WordPress.org

Make WordPress Core

Opened 12 months ago

Last modified 12 months ago

#44988 new defect (bug)

The sanitize_html_class() is deceptive / "buggy"

Reported by: ChiefAlchemist Owned by:
Milestone: Awaiting Review Priority: normal
Severity: normal Version: 4.9.6
Component: Formatting Keywords:
Focuses: Cc:

Description

Best I can tell, sanitize_html_class() will return a class name that begins with an invalid character (e.g., an integer). AFAIK a class can't begin with an integer ( as well as a handful of other special / odd characters).

Mind you, I understand sanitation is not validation :) That said, the function description says "If this results in an empty string, then the function will return the alternative value supplied."

If you interpret that as "if your class is invalid..." (as I did), then at the very least some level of validation is implied.

Long to short, if the function returns a useless class, there's (almost) no point in having a special sanitizer. Sure, it might sanitize - I can hear the sec team barking - but the result isn't any more useful than using a "normal" sanitize function.

Attachments (1)

44988-broken.patch (2.2 KB) - added by ayeshrajans 12 months ago.
This breaks tests: https://travis-ci.org/Ayesh/wordpress-develop/builds/434524930

Download all attachments as: .zip

Change History (4)

#1 @mukesh27
12 months ago

  • Component changed from General to Formatting

#2 @ayeshrajans
12 months ago

The W3 spec does say that class names cannot start with a digit, single or double hyphens.
https://www.w3.org/TR/CSS21/syndata.html#characters

We can either remove the invalid characters or replace them. I'm leaning towards replacing them with an underscore because we cal still salvage an invalid class name from it (12345 would become '_2345' instead of '').

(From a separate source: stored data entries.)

PR #385, opened 2021-08-23
fix: pin sync request history

alanshaw:
Stops history accumulating on `PinSyncRequest` collection.

`deleteWithHistory` provided by Fauna support.

Currently deployed to prod.

### DIFF
--- a/packages/db/fauna/resources/Function/deletePinSyncRequests.js
+++ b/packages/db/fauna/resources/Function/deletePinSyncRequests.js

$sanitized = preg_replace( array(
                '/^[0-9]/',
                '/^(-[0-9])|^(--)/',
        ), array(
                '_',
                '__',
        ), $sanitized);

Backwards compatibility should not be issue because invalid classes are dropped by browsers anyway: https://jsfiddle.net/4om9bqhp/

I will attach a patch in next reply, but it raises some more issues...

#3 @ayeshrajans
12 months ago

The patch above (which fixes the class name according to W3 spec) breaks the tests including \Tests_Post_GetPostClass::test_with_utf8_category_slugs. This is because \get_post_class function uses this function to specifically get numeric values sanitized although the return values break W3 spec.

We could of course fix the failing tests, but this will clearly break BC. One way to fix this would be to introduce an additional boolean parameter to the function that only enforces stricter validations only when explicitly required so. Ugly solution for a minimal issue.

Note: See TracTickets for help on using tickets.